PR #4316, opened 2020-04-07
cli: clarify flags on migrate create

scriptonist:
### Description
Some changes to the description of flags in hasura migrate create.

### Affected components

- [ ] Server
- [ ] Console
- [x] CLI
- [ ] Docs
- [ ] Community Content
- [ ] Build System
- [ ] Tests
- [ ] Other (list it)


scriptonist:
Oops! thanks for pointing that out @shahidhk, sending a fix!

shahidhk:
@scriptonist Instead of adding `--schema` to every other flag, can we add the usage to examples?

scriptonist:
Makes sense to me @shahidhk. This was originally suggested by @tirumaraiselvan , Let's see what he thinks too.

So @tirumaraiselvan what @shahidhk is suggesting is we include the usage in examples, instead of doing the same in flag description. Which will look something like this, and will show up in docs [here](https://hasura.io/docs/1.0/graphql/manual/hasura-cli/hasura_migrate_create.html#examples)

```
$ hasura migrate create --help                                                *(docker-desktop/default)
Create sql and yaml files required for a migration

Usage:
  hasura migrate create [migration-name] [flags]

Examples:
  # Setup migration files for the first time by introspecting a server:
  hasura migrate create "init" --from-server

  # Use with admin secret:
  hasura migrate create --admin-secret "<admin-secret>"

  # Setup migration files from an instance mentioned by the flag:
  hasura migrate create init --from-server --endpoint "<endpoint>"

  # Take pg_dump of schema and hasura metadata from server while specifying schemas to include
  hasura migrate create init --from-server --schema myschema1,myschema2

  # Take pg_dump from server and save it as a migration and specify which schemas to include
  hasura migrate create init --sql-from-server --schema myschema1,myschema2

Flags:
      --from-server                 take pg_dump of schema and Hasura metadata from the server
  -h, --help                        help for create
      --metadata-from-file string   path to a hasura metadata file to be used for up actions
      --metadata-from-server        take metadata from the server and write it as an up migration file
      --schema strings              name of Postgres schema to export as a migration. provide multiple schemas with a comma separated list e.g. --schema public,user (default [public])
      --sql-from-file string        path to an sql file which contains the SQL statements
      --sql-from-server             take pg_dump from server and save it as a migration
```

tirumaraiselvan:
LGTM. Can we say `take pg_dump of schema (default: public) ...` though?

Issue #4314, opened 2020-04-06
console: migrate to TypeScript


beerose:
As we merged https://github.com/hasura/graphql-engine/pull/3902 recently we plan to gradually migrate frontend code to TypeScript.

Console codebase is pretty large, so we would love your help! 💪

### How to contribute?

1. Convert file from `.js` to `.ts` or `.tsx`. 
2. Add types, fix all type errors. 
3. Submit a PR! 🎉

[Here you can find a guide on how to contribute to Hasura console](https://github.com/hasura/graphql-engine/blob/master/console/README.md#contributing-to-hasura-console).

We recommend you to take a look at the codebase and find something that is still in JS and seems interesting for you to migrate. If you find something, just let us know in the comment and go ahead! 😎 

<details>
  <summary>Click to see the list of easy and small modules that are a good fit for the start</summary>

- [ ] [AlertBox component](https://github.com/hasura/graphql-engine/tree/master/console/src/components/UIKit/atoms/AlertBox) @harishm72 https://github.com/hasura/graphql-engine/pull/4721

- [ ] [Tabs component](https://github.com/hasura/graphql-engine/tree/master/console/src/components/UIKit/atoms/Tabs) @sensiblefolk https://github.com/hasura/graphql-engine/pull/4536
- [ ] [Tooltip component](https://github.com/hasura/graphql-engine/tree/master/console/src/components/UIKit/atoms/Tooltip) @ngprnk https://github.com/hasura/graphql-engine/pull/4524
§ §
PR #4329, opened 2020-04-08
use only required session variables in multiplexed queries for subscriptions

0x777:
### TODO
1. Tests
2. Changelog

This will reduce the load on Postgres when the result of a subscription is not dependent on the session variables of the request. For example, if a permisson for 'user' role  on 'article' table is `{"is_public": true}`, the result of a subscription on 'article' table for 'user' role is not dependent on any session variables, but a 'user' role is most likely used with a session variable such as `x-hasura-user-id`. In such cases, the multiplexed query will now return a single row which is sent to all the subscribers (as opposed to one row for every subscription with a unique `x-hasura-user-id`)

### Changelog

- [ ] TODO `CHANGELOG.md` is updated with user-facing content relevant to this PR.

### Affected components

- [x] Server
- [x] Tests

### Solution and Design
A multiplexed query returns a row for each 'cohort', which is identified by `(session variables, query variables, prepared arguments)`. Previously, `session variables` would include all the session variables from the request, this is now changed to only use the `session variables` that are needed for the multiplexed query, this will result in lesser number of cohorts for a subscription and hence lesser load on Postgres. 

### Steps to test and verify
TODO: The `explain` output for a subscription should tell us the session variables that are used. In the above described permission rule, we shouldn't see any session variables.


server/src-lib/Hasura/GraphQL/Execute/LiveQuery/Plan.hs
§ §
** Your objective **
In the listing above, the lines from the one containing "use only required" through the one containing "2. Changelog" must be set down exactly, with no other lines.

** Exercise response **
use only required session variables in multiplexed queries for subscriptions

0x777:
### TODO
1. Tests
2. Changelog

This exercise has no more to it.